Thanks! Regarding the error, is this only on the most recent PySR version, or the previous one as well? There was a change in how multithreading was handled in juliacall so I wonder if it’s related.

Just to check, are you launching this with Python multithreading or multiprocessing? I am assuming it is a bug somewhere in PySR but just want to check if there’s anything non standard in how you are launching things.

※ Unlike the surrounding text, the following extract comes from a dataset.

Issue #520, opened 2024-11-05
code: Add PoC application where `Value` is full block


ancazamfir:
Follow up on value payload messages introduced for Implicit Proposal. Implement the `proposal-only` case:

Another thing to check — does it change if you import paddle first, before PySR? Or does the import order not matter? There is a known issue with PyTorch and JuliaCall where importing torch first prevents an issue with LLVM symbol conflicts (since Torch and Julia are compiled against different LLVM libraries if I remember correctly). Numba has something similar. Not sure if Paddle has something similar

  1. I tested both the 0.18.4 and 0.18.1 release versions, and the issue occurs with both.
  2. I ran tests using pytest pysr/test/test_paddle.py -vv, and my Python version is 3.10.13.
  3. I adjusted the import order in test_paddle.py, but the issue persists regardless of whether pysr or paddle is imported first, so it doesn't seem related to the import order.
  4. As far as I know, Paddle depends on LLVM, which can be confirmed in the llvm.cmake file.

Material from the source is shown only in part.